Separately, Grasso said Thursday that Citigroup Inc.'s Michael Carpenter also resigned from the NYSE board. Carpenter's resignation last month as head of the Salomon Smith Barney unit made him ineligible to serve on the NYSE board. Carpenter's term was set to expire in 2003, according to the NYSE Web site.
Stewart's resignation comes a day after her broker's assistant at Merrill Lynch accepted a plea deal in which he has agreed to testify against her and her broker about the alleged insider trading, a development with the potential to blow a major hole in the home fashion guru's defense.
The assistant, 26-year-old Douglas Faneuil, pleaded guilty in U.S. Magistrate Court in New York Wednesday to taking bribes, including a plane ticket, extra pay and an extra week's vacation in exchange for his silence about the alleged trading.
Prosecutors are trying to prove that Stewart's broker, Peter Bacanovic, tipped her off last December that Samuel Waksal, a personal friend, was trying to sell his shares in biotech firm ImClone Systems Inc. (IMCL: up $0.04 to $7.25, Research, Estimates), which he founded. Stewart sold about 4,000 of her own shares in the company on the same day, according to documents she submitted to congressional investigators.
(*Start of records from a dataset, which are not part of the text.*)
PR #2269, opened 2025-05-16
[oneDPL][rfc][ranges][L1] the third portion of the range based API

MikeDvorskiy:
[oneDPL][rfc][ranges][L1] the third portion of the range based API

PR #2272, opened 2025-05-20
Add unique, unique_copy and swap_ranges parallel range algorithms

MikeDvorskiy:
The details can be found in the links below. 

Interface/Specification:
- `unique_copy`: https://github.com/uxlfoundation/oneAPI-spec/pull/635
- `unique`, `swap_ranges`: https://github.com/uxlfoundation/oneAPI-spec/pull/634

[RFC]( https://github.com/uxlfoundation/oneDPL/pull/2269). It denotes the requirements and the rationale.


include/oneapi/dpl/pstl/glue_algorithm_ranges_impl.h
```diff
@@ -26,7 +26,7 @@
 #endif
 
 #include "utils_ranges.h" // __difference_t
-#include "utils.h"        // oneapi::dpl::__internal::__swap_ranges_fn
+#include "utils.h"        // oneapi::dpl::__internal::__swap_fn
```
dmitriy-sobolev, line 29: `__swap_fn` is not used in `glue_algorithm_ranges_impl.h` anymore. Is that inclusion still neede?

include/oneapi/dpl/pstl/glue_algorithm_ranges_impl.h
```diff
@@ -1028,6 +1056,106 @@ struct __remove_fn
 
 inline constexpr __internal::__remove_fn remove;
 
+// [alg.unique]
+
+namespace __internal
+{
+struct __unique_fn
+{
+
```
dmitriy-sobolev, line 1065:
```suggestion
```

include/oneapi/dpl/pstl/glue_algorithm_ranges_impl.h
```diff
@@ -1028,6 +1056,106 @@ struct __remove_fn
...
+    std::ranges::borrowed_iterator_t<_R>
+    operator()(_ExecutionPolicy&& __exec, _R&& __r) const
+    {
+        const auto __n = std::ranges::size(__r);
+        const auto __n_2 = __n / 2;
+        auto __r1 = std::ranges::take_view(__r, __n_2);
+        auto __r2 = std::ranges::take_view(std::ranges::reverse_view(__r), __n_2);
+
+        oneapi::dpl::ranges::swap_ranges(std::forward<_ExecutionPolicy>(__exec), std::move(__r1),std::move(__r2));
```
dmitriy-sobolev, line 1127: There is `__reverse_functor` called from `__pattern_reverse` in a device backend, which is specially optimized for this algorithm.  Let's reuse it.

include/oneapi/dpl/pstl/glue_algorithm_ranges_impl.h
```diff
@@ -1028,6 +1056,106 @@ struct __remove_fn
...
+    requires oneapi::dpl::is_execution_policy_v<std::remove_cvref_t<_ExecutionPolicy>>
+        && std::ranges::sized_range<_InRange> && std::ranges::sized_range<_OutRange>
+        && std::indirectly_copyable<std::ranges::iterator_t<_InRange>, std::ranges::iterator_t<_OutRange>>
+
+    std::ranges::reverse_copy_result<std::ranges::borrowed_subrange_t<_InRange>,
+                                     std::ranges::borrowed_subrange_t<_OutRange>>
+    operator()(_ExecutionPolicy&& __exec, _InRange&& __in_r, _OutRange&& __out_r) const
+    {
+        return oneapi::dpl::ranges::copy(std::forward<_ExecutionPolicy>(__exec), std::ranges::reverse_view(__in_r),
+            std::forward<_OutRange>(__out_r));
```
dmitriy-sobolev, line 1151: `__pattern_reverse_copy` from the device backend also uses an optimized `__reverse_copy` routine. Let's reuse it.

dmitriy-sobolev (commented):
I've checked the signatures for their compliance with https://www.open-std.org/jtc1/sc22/wg21/docs/papers/2025/p3179r8.html#modify_copy - everything looks good.

include/oneapi/dpl/pstl/glue_algorithm_ranges_impl.h
MikeDvorskiy: rather is not. good catch

include/oneapi/dpl/pstl/glue_algorithm_ranges_impl.h
MikeDvorskiy: yeah... it makes sense for hetero policy.

SergeyKopienko (dismissed):
In this changes I see more then one new lambdas like
```C++
template <typename _Tag, typename _ExecutionPolicy, typename _R, typename _Comp, typename _Proj>
std::ranges::borrowed_subrange_t<_R>
__pattern_unique(_Tag __tag, _ExecutionPolicy&& __exec, _R&& __r, _Comp __comp, _Proj __proj)
{
    auto __pred_2 = [__comp, __proj](auto&& __val1, auto&& __val2) { return std::invoke(__comp, std::invoke(__proj,
        std::forward<decltype(__val1)>(__val1)), std::invoke(__proj, std::forward<decltype(__val2)>(__val2)));};

    auto __beg = std::ranges::begin(__r);
    auto __end = __beg + std::ranges::size(__r);
    auto __it = oneapi::dpl::__internal::__pattern_unique(__tag, std::forward<_ExecutionPolicy>(__exec),
                                                          __beg, __end, __pred_2);

    return std::ranges::borrowed_subrange_t<_R>(__it, __end);
}
```
also created in some template code, parametrized by `ExecutionPolicy` as template parameter.

This mean you again introduce the problem with `ExecutionPolicy` passed as `l-value` or `r-value`.

If all lambda's like that created only in host code. please insert
```C++
static_assert(__is_serial_tag_v<_Tag> || __is_parallel_forward_tag_v<_Tag>);
```
in these functions.

UPD: looks as not actual now.

include/oneapi/dpl/pstl/utils.h
```diff
@@ -921,11 +921,11 @@ struct __min_nested_type_size<oneapi::dpl::__internal::tuple<_Ts...>>
...
 };
 
-template <typename _ReferenceType1, typename _ReferenceType2>
-struct __swap_ranges_fn
+struct __swap_fn
 {
+    template <typename _Type1, typename _Type2>
     void
-    operator()(_ReferenceType1 __x, _ReferenceType2 __y) const
+    operator()(_Type1&& __x, _Type2&& __y) const
```
SergeyKopienko, line 928: I believe this change looks not quite correct.
Because now you are using here `universal reference` : this mean you may pass into this function `const reference` too.
But it's invalid use case and I believe better to rewrite this like
```C++
operator()(_Type1& __x, _Type2& __y) const
```

SergeyKopienko:
Minor comment: not all `::` before `std` in changed lines has been removed.

test/parallel_api/ranges/std_ranges_reverse.pass.cpp
```diff
@@ -0,0 +1,34 @@
...
+main()
+{
+#if _ENABLE_STD_RANGES_TESTING
+    using namespace test_std_ranges;
+    namespace dpl_ranges = oneapi::dpl::ranges;
+
+    //A checker below modifies a return type; a range based version with policy has another return type.
+    auto reverse_checker = [](auto&&... args) {
+        return std::ranges::reverse(std::forward<decltype(args)>(args)...);
+    };
```
dmitriy-sobolev, line 28: I do not quite understand why and how the return type is changed.

`std::ranges::reverse`, when fed with a range, returns `ranges::borrowed_iterator_t<R>`. The same type is returned by the algorithm with the policy. 

Is that checker really needed?

test/parallel_api/ranges/std_ranges_unique.pass.cpp
```diff
@@ -0,0 +1,51 @@
...
+#if _ENABLE_STD_RANGES_TESTING
+    using namespace test_std_ranges;
+    namespace dpl_ranges = oneapi::dpl::ranges;
+
+    //A checker below modifies a return type; a range based version with policy has another return type.
+    auto unique_checker = [](auto&&... args) {
+        return std::ranges::unique(std::forward<decltype(args)>(args)...);
+    };
+
+    test_range_algo<0>{big_sz}(dpl_ranges::unique, unique_checker);
```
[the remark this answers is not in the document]
dmitriy-sobolev: I see that `std::not_equal_to{}` is used below, but that's an edge case. Let's have a test case with large size (hence guaranteed parallel execution) with some adjacent copies.

include/oneapi/dpl/pstl/glue_algorithm_ranges_impl.h
MikeDvorskiy: Lets wait an update from C++ committee. There is a chance that `ranges::reverse_copy` with policy will be removed from the parallel algo set.

include/oneapi/dpl/pstl/glue_algorithm_ranges_impl.h
```diff
@@ -1028,6 +1055,105 @@ struct __remove_fn
...
+    }
+
+}; //__reverse_fn
+} //__internal
+
+inline constexpr __internal::__reverse_fn reverse;
+
+namespace __internal
+{
+struct __reverse_copy_fn
```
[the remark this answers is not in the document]
MikeDvorskiy: Lets wait an update from C++ committee. There is a chance that ranges::reverse_copy with policy will be removed from the parallel algo set.

MikeDvorskiy:
> This mean you again introduce the problem with `ExecutionPolicy` passed as `l-value` or `r-value`.

Essentially, no. This is a host part of the __pattern_unique implementation.
But yes, we can use `oneapi::dpl::__internal::__compare` functor instead of introducing new lambda.

include/oneapi/dpl/pstl/utils.h
MikeDvorskiy: > But it's invalid use case and I believe better to rewrite this like

No.... For example, a proxy type, like `tuple<int&, int&>` doesn't match to `_Type1& __x`.

test/parallel_api/ranges/std_ranges_reverse.pass.cpp
MikeDvorskiy: I guess, the comment is not relevant.

include/oneapi/dpl/pstl/utils.h
SergeyKopienko: Ok

test/parallel_api/ranges/std_ranges_reverse.pass.cpp
dmitriy-sobolev: I suppose that the checker can be removed as well.

test/parallel_api/ranges/std_ranges_swap.pass.cpp
```diff
@@ -0,0 +1,43 @@
...
+
+        std::ranges::copy(std::ranges::take_view(r1, size), std::ranges::take_view(r2, size).begin());
+
+        using ret_type = std::ranges::swap_ranges_result<std::ranges::borrowed_iterator_t<decltype(r1)>,
+            std::ranges::borrowed_iterator_t<decltype(r2)>>;
+
+        return ret_type{std::ranges::begin(r1) + size, std::ranges::begin(r2) + size};
+    };
+
+    test_range_algo<0, int, data_in_out_lim>{big_sz}(dpl_ranges::swap_ranges,  swap_ranges_checker);
```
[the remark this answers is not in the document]
dmitriy-sobolev: These commands run the test with sequences with different sizes:
https://github.com/uxlfoundation/oneDPL/blob/c57830cf8915a0adfb68701594a145267e5a0df4/test/parallel_api/ranges/std_ranges_test.h#L279-L280

I meant the check of the data inside of the sequences. I've found only one such a check, which is performed over the second sequence:
https://github.com/uxlfoundation/oneDPL/blob/c57830cf8915a0adfb68701594a145267e5a0df4/test/parallel_api/ranges/std_ranges_test.h#L256

The data in the first sequence is not checked.

include/oneapi/dpl/pstl/glue_algorithm_ranges_impl.h
MikeDvorskiy: Update: The question was proceed with C++ committee and accepted into the C++ standard.
So,  `ranges::reverse_copy` should return 3 iterators: `the last` in the input range, `a last position` in the input range, `the last` in the output range.

include/oneapi/dpl/pstl/glue_algorithm_ranges_impl.h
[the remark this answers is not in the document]
MikeDvorskiy: Update: The question was proceed with C++ committee and accepted into the C++ standard.
So, ranges::reverse_copy should return 3 iterators: the last in the input range, a last position in the input range, the last in the output range.

Yes, a test should be added.

test/parallel_api/ranges/std_ranges_swap.pass.cpp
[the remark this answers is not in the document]
MikeDvorskiy: added

include/oneapi/dpl/pstl/glue_algorithm_ranges_impl.h
```diff
@@ -1029,6 +1056,118 @@ struct __remove_fn
...
+{
+    template<typename _ExecutionPolicy, std::ranges::random_access_range _InRange,
+             std::ranges::random_access_range _OutRange>
+    requires oneapi::dpl::is_execution_policy_v<std::remove_cvref_t<_ExecutionPolicy>>
+        && std::ranges::sized_range<_InRange> && std::ranges::sized_range<_OutRange>
+        && std::indirectly_copyable<std::ranges::iterator_t<_InRange>, std::ranges::iterator_t<_OutRange>>
+
+    std::ranges::in_in_out_result<std::ranges::borrowed_subrange_t<_InRange>,
```
dmitriy-sobolev: Should we define `reverse_copy_truncated_result` alias (see https://isocpp.org/files/papers/P3709R2.html) to be aligned with other algorithms?

I do not fully understand the rationale for the standard to have `<algorithm>_result` aliases, but I think we should define our own aliases for consistency if they are not available in C++20.

include/oneapi/dpl/pstl/algorithm_ranges_impl.h
```diff
@@ -706,11 +701,98 @@ __pattern_move(_Tag __tag, _ExecutionPolicy&& __exec, _InRange&& __r, _OutRange&
...
+template <typename _ExecutionPolicy, typename _R, typename _Comp, typename _Proj>
+std::ranges::borrowed_subrange_t<_R>
+__pattern_unique(__serial_tag</*IsVector*/ std::false_type>, _ExecutionPolicy&&, _R&& __r, _Comp __comp, _Proj __proj)
+{
+    return std::ranges::unique(std::forward<_R>(__r), __comp, __proj);
+}
+
+template <typename _Tag, typename _ExecutionPolicy, typename _R>
+std::ranges::borrowed_subrange_t<_R>
+__pattern_reverse(_Tag __tag, _ExecutionPolicy&& __exec, _R&& __r)
```
dmitriy-sobolev: Let's move it to #2363.

include/oneapi/dpl/pstl/glue_algorithm_ranges_impl.h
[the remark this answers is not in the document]
dmitriy-sobolev: Closing as reverse and reverse copy are moved into #2363.

include/oneapi/dpl/pstl/glue_algorithm_ranges_impl.h
dmitriy-sobolev: Closing as reverse and reverse copy are moved into https://github.com/uxlfoundation/oneDPL/pull/2363.

dmitriy-sobolev:
@SergeyKopienko and @danhoeflinger, if you have a chance, could you review the PR as well?

include/oneapi/dpl/pstl/glue_algorithm_ranges_impl.h
```diff
@@ -1010,7 +1039,6 @@ namespace __internal
```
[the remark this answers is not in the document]
dmitriy-sobolev: It's consistent with the rest code in this file.

test/parallel_api/ranges/std_ranges_test.h
```diff
@@ -232,13 +232,15 @@ struct test
...
+        Container cont_in_exp(exec, n_in, DataGen1{});
+
         Container cont_out(exec, n_out, data_gen_zero);
         Container cont_exp(exec, n_out, data_gen_zero);
 
         assert(n_in <= max_n);
         assert(n_out <= max_n);
 
-        auto src_view = tr_in(std::views::all(cont_in()));
+        auto src_view = tr_in(std::views::all(cont_in_exp()));
```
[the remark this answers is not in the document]
dmitriy-sobolev: It's a preparation of an expected data. The behavour is correct.

include/oneapi/dpl/pstl/algorithm_ranges_impl.h
```diff
@@ -706,11 +701,75 @@ __pattern_move(_Tag __tag, _ExecutionPolicy&& __exec, _InRange&& __r, _OutRange&
                                                    oneapi::dpl::__internal::__brick_move<decltype(__tag)>{});
 }
 
-template <typename _Tag, typename _ExecutionPolicy, typename _InRange, typename _OutRange>
+template <typename _ExecutionPolicy, typename _InRange, typename _OutRange>
 void
 __pattern_move(__serial_tag</*IsVector*/ std::false_type>, _ExecutionPolicy&&, _InRange&& __r, _OutRange&& __out_r)
 {
```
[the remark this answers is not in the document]
dmitriy-sobolev: Wrong assumption. _Tag is not needed here as it a serial fallback when _Tag type is known.

include/oneapi/dpl/pstl/algorithm_ranges_impl.h
```diff
@@ -245,8 +245,7 @@ __pattern_adjacent_find_ranges(_Tag __tag, _ExecutionPolicy&& __exec, _R&& __r,
...
     static_assert(__is_parallel_tag_v<_Tag> || typename _Tag::__is_vector{});
 
-    auto __pred_2 = [__pred, __proj](auto&& __val, auto&& __next) { return std::invoke(__pred, std::invoke(__proj,
-        std::forward<decltype(__val)>(__val)), std::invoke(__proj, std::forward<decltype(__next)>(__next)));};
+    oneapi::dpl::__internal::__compare __pred_2{__pred, __proj};
```
akukanov: Looks like it is time to return to the discussion here https://github.com/uxlfoundation/oneDPL/pull/1621#discussion_r1634832514 about `__compare` taking parameters by forwarding references vs. const lvalue references.

Back then, we decided to preserve `const T&` in `__compare` (as these were in the lambdas it replaced) even though @MikeDvorskiy wanted to switch to `T&&`. With the change here, we now have the opposite situation: forwarding references in the original lambda are replaced with `const T&` in `__compare`. As stated in the mentioned discussion, it might lead to compilation issues if a provided projection cannot accept a const object.

Tagging @danhoeflinger.

danhoeflinger: After revisiting the conversation from before, and if I understand the context appropriately in this code, we should not restrict the user code to require them use `const T&` projection / comparator arguments if we previously allowed non-const ref arguments.  

We could break user code (even if it is just code where someone neglected to add `const` to something which in practice is const).

danhoeflinger: I believe the remedy to this is to convert `__compare` to accept universal references. I think this would be better than creating a different mostly redundant struct just to handle these cases.

As mentioned in the other conversation, I don't object to this now that there is a good motivation for doing it.

include/oneapi/dpl/pstl/algorithm_ranges_impl.h
```diff
@@ -706,11 +701,75 @@ __pattern_move(_Tag __tag, _ExecutionPolicy&& __exec, _InRange&& __r, _OutRange&
...
+    std::ranges::move(std::forward<_InRange>(__r), std::ranges::begin(__out_r));
+}
+
+template <typename _Tag, typename _ExecutionPolicy, typename _R1, typename _R2>
+void
+__pattern_swap_ranges(_Tag __tag, _ExecutionPolicy&& __exec, _R1&& __r1, _R2&& __r2)
+{
+    static_assert(__is_parallel_tag_v<_Tag> || typename _Tag::__is_vector{});
+
+    auto __end = std::ranges::begin(__r1) + std::ranges::size(__r1);
```
danhoeflinger: nitpick:
Similar to below, perhaps we should add `auto __beg = std::ranges::begin(__r1);` and then reuse it rather than calling it multiple times.

include/oneapi/dpl/pstl/glue_algorithm_ranges_impl.h
```diff
@@ -1284,13 +1363,9 @@ swap_ranges(_ExecutionPolicy&& __exec, _Range1&& __rng1, _Range2&& __rng2)
...
-    using _ReferenceType1 = oneapi::dpl::__internal::__value_t<_Range1>&;
-    using _ReferenceType2 = oneapi::dpl::__internal::__value_t<_Range2>&;
-
-    return oneapi::dpl::__internal::__ranges::__pattern_swap(
-        __dispatch_tag, ::std::forward<_ExecutionPolicy>(__exec), views::all(::std::forward<_Range1>(__rng1)),
-        views::all(::std::forward<_Range2>(__rng2)),
-        oneapi::dpl::__internal::__swap_ranges_fn<_ReferenceType1, _ReferenceType2>{});
+    return oneapi::dpl::__internal::__ranges::__pattern_swap(__dispatch_tag, ::std::forward<_ExecutionPolicy>(__exec),
+                                                             views::all(::std::forward<_Range1>(__rng1)),
+                                                             views::all(::std::forward<_Range2>(__rng2)));
```
danhoeflinger:
```suggestion
    return oneapi::dpl::__internal::__ranges::__pattern_swap(__dispatch_tag, std::forward<_ExecutionPolicy>(__exec),
                                                             views::all(std::forward<_Range1>(__rng1)),
                                                             views::all(std::forward<_Range2>(__rng2)));
```

include/oneapi/dpl/pstl/glue_algorithm_ranges_impl.h
```diff
@@ -841,6 +840,36 @@ struct __move_fn
...
+    {
+        using _Size = std::common_type_t<std::ranges::range_size_t<_R1>, std::ranges::range_size_t<_R2>>;
+        const _Size __size = std::ranges::min((_Size)std::ranges::size(__r1), (_Size)std::ranges::size(__r2));
+
+        const auto __dispatch_tag = oneapi::dpl::__ranges::__select_backend(__exec);
+        oneapi::dpl::__internal::__ranges::__pattern_swap_ranges(__dispatch_tag, std::forward<_ExecutionPolicy>(__exec),
+                                                                 std::ranges::take_view(__r1, __size),
+                                                                 std::ranges::take_view(__r2, __size));
+
+        return {std::ranges::begin(__r1) + __size, std::ranges::begin(__r2) + __size};
```
danhoeflinger, line 874: I suppose we can technically forward these ranges into the begin call  (or alternatively store the begin iterator for each and forward into the pattern)

test/parallel_api/ranges/std_ranges_unique_copy.pass.cpp
```diff
@@ -0,0 +1,44 @@
...
+
+    auto unique_copy_checker = [](std::ranges::random_access_range auto&& r_in,
+                           std::ranges::random_access_range auto&& r_out, auto&&... args)
+    {
+        auto res = std::ranges::unique_copy(std::forward<decltype(r_in)>(r_in), std::ranges::begin(r_out),
+            std::forward<decltype(args)>(args)...);
+
+        using ret_type = std::ranges::unique_copy_result<std::ranges::borrowed_iterator_t<decltype(r_in)>,
+            std::ranges::borrowed_iterator_t<decltype(r_out)>>;
+        return ret_type{res.in, res.out};
```
danhoeflinger, line 33: I'm not following why all this is necessary.  Does `std::ranges::unique_copy` not return exactly this type already?
Why cant we just return its result directly?

test/parallel_api/ranges/std_ranges_swap.pass.cpp
```diff
@@ -0,0 +1,42 @@
...
+                           std::ranges::random_access_range auto&& r2)
+    {
+        const auto size = std::ranges::min(std::ranges::size(r1), std::ranges::size(r2));
+
+        std::ranges::swap_ranges(std::ranges::take_view(r1, size), std::ranges::take_view(r2, size));
+
+        using ret_type = std::ranges::swap_ranges_result<std::ranges::borrowed_iterator_t<decltype(r1)>,
+            std::ranges::borrowed_iterator_t<decltype(r2)>>;
+
+        return ret_type{std::ranges::begin(r1) + size, std::ranges::begin(r2) + size};
```
danhoeflinger: Shouldn't `std::ranges::swap_ranges` do the appropriate sizing and return type for us?  Why do we need to add extra machinery here?

include/oneapi/dpl/pstl/glue_algorithm_ranges_impl.h
SergeyKopienko: Hope it has been replaced now everywhere.

danhoeflinger: I think you may have changed some lines which were not previously modified.

test/parallel_api/ranges/std_ranges_unique_copy.pass.cpp
dmitriy-sobolev: C++20 return type signature:
```c++
ranges::unique_copy_result<borrowed_iterator_t<R>, O>
```

C++26 signature with an execution policy:
```c++
ranges::unique_copy_result<borrowed_iterator_t<R>, borrowed_iterator_t<OutR>>
```

danhoeflinger: Thanks, I forgot this discrepancy.

test/parallel_api/ranges/std_ranges_swap.pass.cpp
danhoeflinger: nevermind, I understand.  The C++20 signature doesnt have the range limited output and then the same buisiness with the borrowed_iterator from the range rather than the iterator.

include/oneapi/dpl/pstl/glue_algorithm_ranges_impl.h
akukanov: According to the definition of `std::ranges::begin` https://eel.is/c++draft/range.access#begin, I see no point in forwarding. Also semantically, `begin` returns the first iterator to the range - so how could it ever "consume" that range?

We could compute the first and last iterators for both ranges and pass those to the pattern as a `subrange` instead of using `take_view`. Whether it would be better in any sense, I do not know.

akukanov:
The implementation of `unique_copy` cannot properly handle output ranges of insufficient size.

include/oneapi/dpl/pstl/glue_algorithm_ranges_impl.h
danhoeflinger: Makes sense, thanks.

include/oneapi/dpl/pstl/algorithm_ranges_impl.h
dmitriy-sobolev: Now `__compare` accepts forwarding references.

include/oneapi/dpl/pstl/algorithm_ranges_impl.h
```diff
@@ -560,8 +559,9 @@ __pattern_copy(__serial_tag</*IsVector*/std::false_type>, _ExecutionPolicy&&, _I
 
 template <typename _Tag, typename _ExecutionPolicy, typename _InRange, typename _OutRange, typename _Pred,
           typename _Proj>
-auto
-__pattern_copy_if_ranges(_Tag __tag, _ExecutionPolicy&& __exec, _InRange&& __in_r, _OutRange&& __out_r, _Pred __pred, _Proj __proj)
+std::ranges::copy_if_result<std::ranges::borrowed_iterator_t<_InRange>, std::ranges::borrowed_iterator_t<_OutRange>>
+__pattern_copy_if_ranges(_Tag __tag, _ExecutionPolicy&& __exec, _InRange&& __in_r, _OutRange&& __out_r, _Pred __pred,
+                         _Proj __proj)
```
akukanov: The changes in this function are not related to the new algorithms.

include/oneapi/dpl/pstl/hetero/algorithm_ranges_impl_hetero.h
```diff
@@ -635,9 +652,9 @@ __pattern_copy_if(__hetero_tag<_BackendTag>, _ExecutionPolicy&& __exec, _Range1&
 #if _ONEDPL_CPP20_RANGES_PRESENT
 template <typename _BackendTag, typename _ExecutionPolicy, typename _InRange, typename _OutRange, typename _Pred,
           typename _Proj>
-auto
-__pattern_copy_if_ranges(__hetero_tag<_BackendTag> __tag, _ExecutionPolicy&& __exec, _InRange&& __in_r, _OutRange&& __out_r,
-    _Pred __pred, _Proj __proj)
+std::ranges::copy_if_result<std::ranges::borrowed_iterator_t<_InRange>, std::ranges::borrowed_iterator_t<_OutRange>>
+__pattern_copy_if_ranges(__hetero_tag<_BackendTag> __tag, _ExecutionPolicy&& __exec, _InRange&& __in_r,
+                         _OutRange&& __out_r, _Pred __pred, _Proj __proj)
```
akukanov: The changes in this function are not related to the new algorithms.

include/oneapi/dpl/pstl/hetero/algorithm_ranges_impl_hetero.h
```diff
@@ -831,7 +884,8 @@ __pattern_merge(__hetero_tag<_BackendTag> __tag, _ExecutionPolicy&& __exec, _Ran
 #if _ONEDPL_CPP20_RANGES_PRESENT
 template <typename _BackendTag, typename _ExecutionPolicy, typename _R1, typename _R2, typename _OutRange,
           typename _Comp, typename _Proj1, typename _Proj2>
-auto
+std::ranges::merge_result<std::ranges::borrowed_iterator_t<_R1>, std::ranges::borrowed_iterator_t<_R2>,
+                          std::ranges::borrowed_iterator_t<_OutRange>>
 __pattern_merge_ranges(__hetero_tag<_BackendTag> __tag, _ExecutionPolicy&& __exec, _R1&& __r1, _R2&& __r2,
```
akukanov: The changes in this function are not related to the new algorithms.

include/oneapi/dpl/pstl/algorithm_ranges_impl.h
dmitriy-sobolev: I've reverted the corresponding changes.

include/oneapi/dpl/pstl/hetero/algorithm_ranges_impl_hetero.h
dmitriy-sobolev: I've reverted the corresponding changes.

include/oneapi/dpl/pstl/hetero/algorithm_ranges_impl_hetero.h
dmitriy-sobolev: I've reverted the corresponding changes.

include/oneapi/dpl/pstl/hetero/algorithm_ranges_impl_hetero.h
```diff
@@ -152,30 +152,47 @@ struct __swap1_wrapper;
...
 
-template <typename _BackendTag, typename _ExecutionPolicy, typename _Range1, typename _Range2, typename _Function>
+template <typename _BackendTag, typename _ExecutionPolicy, typename _Range1, typename _Range2>
 oneapi::dpl::__internal::__difference_t<_Range1>
-__pattern_swap(__hetero_tag<_BackendTag>, _ExecutionPolicy&& __exec, _Range1&& __rng1, _Range2&& __rng2, _Function __f)
+__pattern_swap(__hetero_tag<_BackendTag>, _ExecutionPolicy&& __exec, _Range1&& __rng1, _Range2&& __rng2)
 {
+    //a trivial pre-check
+    if (__rng1.empty() || __rng2.empty())
+        return 0;
```
akukanov: Please leave a comment why calling the method `empty()` is valid in this place.

test/parallel_api/ranges/std_ranges_swap.pass.cpp
akukanov: Why should `std::ranges::swap_ranges` be wrapped like this, and not called directly?

akukanov (commented):
Overall it looks good to me.

include/oneapi/dpl/pstl/hetero/algorithm_ranges_impl_hetero.h
SergeyKopienko: The usage of `std::ranges::empty()` looks more correct in the common case due it's implementation:
https://www.en.cppreference.com/w/cpp/ranges/empty.html
```
_A call to ranges::empty is expression-equivalent to:

bool(t.empty()), if that expression is valid.
Otherwise, (ranges::size(t) == 0), if that expression is valid.
Otherwise, bool(ranges::begin(t) == ranges::end(t)), if that expression is valid and decltype(ranges::begin(t)) models std::forward_iterator.
In all other cases, a call to ranges::empty is ill-formed, which can result in substitution failure when ranges::empty(t) appears in the immediate context of a template instantiation._
```
Fixed.

test/parallel_api/ranges/std_ranges_swap.pass.cpp
SergeyKopienko: This approach has been introduced by @MikeDvorskiy 
In common case not all API calls from `std::ranges` namespace returns the type which we needed.
So this approach was chosen to explicitly form the result type that wee need.

include/oneapi/dpl/pstl/hetero/algorithm_ranges_impl_hetero.h
SergeyKopienko: This code has been re-implemented based on `size()` calls only:
1) we able to call `empty()` here because practically we pass into this function `all_view` which implements `empty()` method
```C++
class all_view
{
    // ...
    bool
    empty() const
    {
        return size() == 0;
    }
    // ...
};
```
2) But looking at this implementation no reasons anymore to use `empty()` - the sizes of both ranges are needed for us in any case later.

test/parallel_api/ranges/std_ranges_swap.pass.cpp
dmitriy-sobolev: It's called directly now. It's a rare case when the interfaces with/without the policies match.

akukanov (approved):
Looks reasonable. A documentation note is needed about `unique_copy` requiring sufficient output size.

SergeyKopienko (approved):
LGTM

Waksal, who was indicted last month, pleaded not guilty to charges he tipped off family members that the Food and Drug Administration was about to reject ImClone's application for its cancer drug, Erbitux.
Stewart has not been charged and repeatedly has denied any wrongdoing. She has said that she and Bacanovic had an agreement by which he would sell her ImClone shares if the price dipped below $60.